Required work: Your answer should consist of the lines below that hold the word "recover".

START Material for this exercise

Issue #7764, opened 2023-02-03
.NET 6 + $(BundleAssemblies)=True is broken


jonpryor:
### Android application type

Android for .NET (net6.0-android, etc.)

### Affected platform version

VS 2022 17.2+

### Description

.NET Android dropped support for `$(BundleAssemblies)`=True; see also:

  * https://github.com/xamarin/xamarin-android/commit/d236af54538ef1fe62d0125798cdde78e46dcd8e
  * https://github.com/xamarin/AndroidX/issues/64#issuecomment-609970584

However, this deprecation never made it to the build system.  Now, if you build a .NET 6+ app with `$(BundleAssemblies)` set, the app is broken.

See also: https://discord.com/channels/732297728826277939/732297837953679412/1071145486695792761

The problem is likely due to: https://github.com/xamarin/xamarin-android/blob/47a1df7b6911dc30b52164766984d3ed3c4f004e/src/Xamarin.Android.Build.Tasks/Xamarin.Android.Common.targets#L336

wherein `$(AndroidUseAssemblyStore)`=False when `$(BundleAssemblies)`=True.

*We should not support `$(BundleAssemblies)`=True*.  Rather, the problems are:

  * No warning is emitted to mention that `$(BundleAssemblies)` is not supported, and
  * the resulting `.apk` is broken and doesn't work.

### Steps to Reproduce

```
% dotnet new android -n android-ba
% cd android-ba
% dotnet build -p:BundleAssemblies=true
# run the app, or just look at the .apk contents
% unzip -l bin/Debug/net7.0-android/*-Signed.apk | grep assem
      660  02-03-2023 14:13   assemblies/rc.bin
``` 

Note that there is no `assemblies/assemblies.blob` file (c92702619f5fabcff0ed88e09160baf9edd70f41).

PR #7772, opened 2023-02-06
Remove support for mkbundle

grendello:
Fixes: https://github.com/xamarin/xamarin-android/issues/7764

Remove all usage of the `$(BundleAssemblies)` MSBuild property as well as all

END Material for this exercise
START Material for this exercise

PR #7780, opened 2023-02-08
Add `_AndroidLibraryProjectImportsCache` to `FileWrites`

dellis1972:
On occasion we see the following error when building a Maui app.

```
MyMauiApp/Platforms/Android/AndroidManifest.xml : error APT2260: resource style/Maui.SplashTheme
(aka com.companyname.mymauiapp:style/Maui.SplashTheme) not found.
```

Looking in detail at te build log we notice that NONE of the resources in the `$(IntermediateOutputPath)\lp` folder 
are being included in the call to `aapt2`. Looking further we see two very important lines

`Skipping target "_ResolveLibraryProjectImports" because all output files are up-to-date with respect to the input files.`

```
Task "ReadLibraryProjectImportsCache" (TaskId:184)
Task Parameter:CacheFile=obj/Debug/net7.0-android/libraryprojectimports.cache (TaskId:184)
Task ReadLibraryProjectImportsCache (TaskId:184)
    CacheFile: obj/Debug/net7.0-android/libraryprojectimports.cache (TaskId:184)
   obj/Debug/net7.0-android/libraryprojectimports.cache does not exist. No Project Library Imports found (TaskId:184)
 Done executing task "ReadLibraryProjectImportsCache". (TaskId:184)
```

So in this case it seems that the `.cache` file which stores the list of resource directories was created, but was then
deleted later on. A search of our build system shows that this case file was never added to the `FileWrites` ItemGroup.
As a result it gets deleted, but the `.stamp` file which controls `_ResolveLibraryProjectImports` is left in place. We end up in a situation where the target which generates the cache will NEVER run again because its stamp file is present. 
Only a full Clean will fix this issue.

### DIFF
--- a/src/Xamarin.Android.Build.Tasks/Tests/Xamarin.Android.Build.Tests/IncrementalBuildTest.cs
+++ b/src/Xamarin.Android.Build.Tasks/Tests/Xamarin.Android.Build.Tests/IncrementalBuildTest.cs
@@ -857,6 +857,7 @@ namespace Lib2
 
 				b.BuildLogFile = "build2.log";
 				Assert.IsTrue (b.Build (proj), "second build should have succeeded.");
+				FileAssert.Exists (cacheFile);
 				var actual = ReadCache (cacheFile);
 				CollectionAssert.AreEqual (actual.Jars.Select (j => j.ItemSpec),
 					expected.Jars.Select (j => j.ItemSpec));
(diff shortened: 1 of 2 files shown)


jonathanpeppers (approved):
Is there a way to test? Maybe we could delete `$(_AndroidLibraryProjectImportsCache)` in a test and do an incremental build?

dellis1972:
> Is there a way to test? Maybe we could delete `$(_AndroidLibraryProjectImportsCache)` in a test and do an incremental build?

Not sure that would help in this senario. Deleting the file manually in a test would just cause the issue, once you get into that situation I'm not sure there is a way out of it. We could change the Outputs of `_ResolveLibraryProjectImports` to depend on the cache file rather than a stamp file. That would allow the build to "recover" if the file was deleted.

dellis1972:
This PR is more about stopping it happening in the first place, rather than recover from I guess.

END Material for this exercise

Problem solution:
Not sure that would help in this senario. Deleting the file manually in a test would just cause the issue, once you get into that situation I'm not sure there is a way out of it. We could change the Outputs of `_ResolveLibraryProjectImports` to depend on the cache file rather than a stamp file. That would allow the build to "recover" if the file was deleted.
This PR is more about stopping it happening in the first place, rather than recover from I guess.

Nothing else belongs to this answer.